What lines of the listing below contain the word "from"? Copy each of them out.

┌──

PR #1180, opened 2026-02-14
Run CI on a big-endian system

meooow25:


treeowl:
How did you write/generate this? How can someone else update it? It would be good to record this info in the repo.

meooow25:
The caching of the install part seems to not be working. The error message is
```
error from registry: installation not allowed to Create organization package
```

I can see that it works fine for `text` and `bytestring`, e.g. https://github.com/haskell/bytestring/packages

It might be something to do with workflow permissions for this repository which I don't have access to. @treeowl maybe you can do something about this?

.github/workflows/s390x.yml
treeowl, line 1: Where does all this come from, and what maintenance will it need? I still don't see documentation on that.

meooow25: I'm not sure what you wish to be documented. It's configuration for a GitHub Action.

meooow25: @treeowl? As mentioned above, I wrote this and it uses https://github.com/uraimo/run-on-arch-action which emulates s390x. Is there anything that you wish to document?

meooow25: I'll merge it for now.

└──

▶ [TASK RESPONSE]
error from registry: installation not allowed to Create organization package
treeowl, line 1: Where does all this come from, and what maintenance will it need? I still don't see documentation on that.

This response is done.